Modification of Si morphology in the microstructure of recycled Al alloys by spray forming and by the Electric Resistance Sintering (ERS) process

Abstract

Aluminum alloys intended for casting applications primarily use silicon as the main alloying element, which is the main responsible for increasing the fluidity of the liquid. The elements present in casting alloys play an important role in the behavior of the material, and it is also possible to add Cu, Mg, Mn and Zn. In this project, copper is used as one of the main alloying elements, which allows the alloy to undergo solution and precipitation heat treatment, thereby enhancing the mechanical properties of the material. The manganese is responsible for assisting in the modification of the iron-rich intermetallic phase, minimizing the formation of the beta phase in favor of the alpha phase, which exhibits a less detrimental morphology.
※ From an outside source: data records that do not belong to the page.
Issue #408, opened 2016-01-16
Wrong implicit conversion before saving model


Nghi93:
Hi,

I am using the default currency USD.
When I assign a money object to a model and save this model I get the wrong value object.
For example: 
u = User.new
u.balance = Money.new(1000, 'EUR')
u.save
u.balance 
=> Money.new(1000, 'USD')

The currency has just changed, but not the value.
To mention is that I am using a custom exchange, but #exchange_to works fine.

I think it's a weird behavior that just the currency is changed but not also the value.
Am i supposted to convert it on my own before save?

ben-av:
For me it changes back to USD even before saving. 
Any simple way to handle this?

Nghi93:
Could you give an example?

ben-av:
```
class CashOrder < ActiveRecord::Base
  monetize :money_col_cents
end


order.money_col = Money.new(100, 'EUR')
<Money fractional:100 currency:EUR>
order.money_col
#<Money fractional:100 currency:USD>
```

Nghi93:
You can set default currency to eur or try to call
order.money_cal_cents_before_type_cast

barnett:
@Nghi93 but I believe currency should be able to be dynamic to whatever currency you want to set with (without needing to change the default). We are having the same issue, as demonstrated in #432

antstorm:
Opened a PR which should fix the issue ^

@Nghi93 and @ben-av to make sure the fix works in your cases could you give me your `monetize` definitions and DB columns used?

ben-av:
Hi @antstorm,
I used the regular 
```
add_money :orders, :money_col
```

antstorm:
@ben-av right, that means that you have a currency column and my fix should work. Can you please try it out?

```ruby
gem 'money-rails', github: 'antstorm/money-rails', branch: fix-inferred-currency-column-updating'
```

ben-av:
@antstorm 
Works great, thanks!

PR #409, opened 2016-01-17
Convert correctly before save

Nghi93:
As described in this issue https://github.com/RubyMoney/money-rails/issues/408 the conversion of a money object was not correct. It just changed the currency, but not used the conversion rate.

### DIFF
--- a/spec/active_record/monetizable_spec.rb
+++ b/spec/active_record/monetizable_spec.rb
@@ -65,6 +65,17 @@ if defined? ActiveRecord
         expect(product.price_cents).to eq(3210)
       end
 
+      context 'when currency from a Money object differs from default currency' do
+        before do
+          Money.default_bank.add_rate("EUR", "USD", 0.95)
+        end
+
+        it "converts the Money object to the default currency" do
+          product.price = Money.new(1000, "EUR")
+          expect(product.price).to eql(Money.new(950, "USD"))
+        end
+      end
+
       it "assigns the correct value from a Money object using create" do
         product = Product.create(:price => Money.new(3210, "USD"), :discount => 150,
                                  :bonus_cents => 200, :optional_price => 100)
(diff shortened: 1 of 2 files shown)


spec/active_record/monetizable_spec.rb
```diff
@@ -121,18 +132,16 @@ class SubProduct < Product
...
 
         it "raises exception when a String value with hyphen is assigned" do
           expect { product.accessor_price = "10-235" }.to raise_error ArgumentError
         end
-
-        it "raises an exception if it can't change currency" do
-          expect {
-            Product.new.price = Money.new(10, "RUB")
-          }.to raise_error(MoneyRails::ActiveRecord::Monetizable::ReadOnlyCurrencyException, "Can't change readonly currency 'USD' to 'RUB' for field 'price'")
-        end
```
semmons99: why isn't this true anymore?

Nghi93: Because beforehand exchange_to is called. By doing that Money::Bank::UnknownRate will be raised instead of ReadOnlyCurrencyException.
I think this part is covered elsewhere (in the money gem?). But if you want I can rewrite this part as well.

semmons99: Please do. 

- shane

Nghi93: I have rethought this part. The code is a bit hard to read, so please correct me if I've misunderstood the lines:
The ReadOnlyCurrencyException will be raised, when a field has another currency than the assigned one? 
But because of the conversion beforehand
```
if money_currency && current_currency != money_currency.id
```
can't be true anymore, because current_currency and money_currency are always equal.
So this part can be removed?

antstorm:
I don't think this behaviour should be a part of the `money-rails`, currency conversion should be performed explicitly before updating model's value.

It (arguably) works for read-only currency scenarios, but should be explicitly configured (with default behaviour similar to the current one).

The spray forming technique performed in the original project enabled the fabrication of two hypoeutectic Al-Si alloys contaminated with Fe, with different silicon contents. In one of the alloys, Fe-P was added to evaluate its effect on the microstructure of the alloys processed by spray forming. The main idea was to compare the changes in the morphology of the presented phases (specially the Si particles) with the addition of Fe-P. From the results, it was observed that the silicon particles were smaller and more evenly distributed in the system with P addition. From the spray forming technique, overspray powder is produced as a result of the atomization process. The objective of this research internship abroad project is to observe whether the microstructural refinement will be maintained under a different advanced processing conditions using the overspray powder as feedstock. For this purpose, the Electric Resistance Sintering (ERS) method has been proposed. This route will be used to process the samples using the recycled powder from the spray forming technique, focusing on observing the morphology of silicon particles and the porosity. In this project, the processing parameters will be studied and defined one that maximize the properties. Mechanical testing and nanoindentation testing will be carried out for the most promising conditions.